Expanding that idea further: The fundamental question is how many ways there are to draw a sample of size $n$ from a population of size $T$ that contain the distinguished element $y$. This, like all probability, comes down to a counting argument. If we demand that a sample must contain $y$, then we can fill the other $n-1$ spots with any of the available $T-1$ choices. Hence, there are $\binom{T-1}{n-1}$ ways to accomplish this.

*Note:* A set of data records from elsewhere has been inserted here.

PR #2017, opened 2021-12-14
test for: path warning displayed instead of failing immediately

### LINKED ISSUE #1895: Path warning displayed when the same transaction fails later due to strict checks
**To Reproduce**

make sure you have strict security: `trezorctl set safety-checks strict`

save the following json:
```
{
  "coin_name": "Testnet",
  "details": {
    "lock_time": 0,
    "version": 2
  },
  "inputs": [
    {
      "address_n": [
        0
      ],
      "amount": 4977040,
      "prev_hash": "a5cd2a706d680587e572df16a8ce5233139a094ebbd148cc66a8004dcc88819c",
      "prev_index": 0,
      "script_type": "SPENDWITNESS",
      "sequence": 4294967293
    }
  ],
  "outputs": [
    {
      "address_n": [
        2147483732,
        2147483648,
        2147483648,
        1,
        0
      ],
      "amount": 4977040,
      "script_type": "PAYTOWITNESS"
    }
  ],
  "prev_txes": {
    "a5cd2a706d680587e572df16a8ce5233139a094ebbd148cc66a8004dcc88819c": {
      "bin_outputs": [
        {
          "amount": 4977040,
          "script_pubkey": "0014820d4a343a44e915c36494995c2899abe3741893"
        },
        {
          "amount": 0,
          "script_pubkey": "6a24aa21a9ed6edfd0a9431aad16549cf318c0d1d237e6a0a87a6403f177caa74fe05546a98f"
        }
      ],
      "inputs": [
        {
          "prev_hash": "0000000000000000000000000000000000000000000000000000000000000000",
          "prev_index": 4294967295,
          "script_sig": "030c15203a205468697320626c6f636b20776173206d696e65642077697468206120636172626f6e206e6567617469766520706f77657220736f75726365201209687a200909200901b34d00641f8d000000",
          "sequence": 4294967295
        }
      ],
      "lock_time": 0,
      "version": 1
    }
  }
}
```

try to sign it: `trezorctl btc sign-tx repro.json`

**Expected behavior:**

When the address `m/0` is encountered, signing should fail immediately with "Forbidden key path"

**Actual behavior:**

First a path confirmation [is displayed](https://github.com/trezor/trezor-firmware/blob/master/core/src/apps/bitcoin/sign_tx/approvers.py#L104-L106). Only afterwards when trying to actually use the keychain, signing fails.

**Ideas to fix:**

Approver (or the `validate_path_against_script_type` helper) should check the value of safety_checks and fail early.

This would disable spending from paths that don't match the script type but are otherwise valid. I'm not sure how big a problem that is.

mmilata:
Fixes #1895.

I've chose to `skip_t1` instead of using Litecoin path for the input because T1 does not return error on first `TxAckInput` like TT does.


tests/device_tests/bitcoin/test_signtx_invalid_path.py
```diff
@@ -215,3 +219,30 @@ def attack_processor(msg):
...
+    )
+
+    out1 = messages.TxOutputType(
+        address_n=parse_path("84h/0h/0h/1/0"),
+        amount=4977040,
+        script_type=messages.OutputScriptType.PAYTOWITNESS,
+    )
+
+    with client, pytest.raises(TrezorFailure) as exc:
+        client.set_expected_responses(
```
matejcik, line 242: does this fail the right way if the expected responses don't match?

maybe a better way would be to just `try: btc.sign_tx; except: pass`, and leave only the `expected_responses` as a thing we're testing

matejcik (approved):

andrewkozlik (approved):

Fix any $y$ in the original population. In the double summation, $y$ will appear in exactly $\binom{T-1}{n-1}$ of the $\binom T n$ terms.

Hence, the expectation is equal to $$\frac{1}{\binom T n \cdot n} \sum_{i=1}^T \binom{T-1}{n-1} y_i = \frac{\frac{(T-1)!}{(n-1)!(T-n)!}}{\frac{T!}{n!(T-n)!} n} \sum_{i=1}^T y_i = \frac 1 T \sum_{i=1}^T y_i = \mu. \qquad \qquad \square$$

Important remark: This is not the best way to prove this! It is complicated, messy, and convoluted. The link you attached has the best way to prove this result.

Using that lemma, I think you can repair (3). I think you may have neglected a $\frac 1 N$ somewhere in (3), but it's hard to tell because I can't interpret the meaning of $\mu_{\overline { \widehat Y}}$. Perhaps Lemma 1 above was what you were trying to show there?

For main question 2: Since $\overline{\widehat{Y_k}} = \frac 1 n \sum_{j=1}^{n} \widehat{y_{kj}}$ and the $y_{kj}$ terms are independent of one another, it follows from a classical theorem I referenced in my other post that $$\operatorname{Var} \left(\overline{\widehat{Y_k}} \right) = \left( \frac 1 n \right)^2 \sum_{j=1}^n \operatorname{Var}(\widehat{y_{kj}}) = \frac 1 n \cdot \sigma^2.$$ Taking square roots of both sides gives the desired result.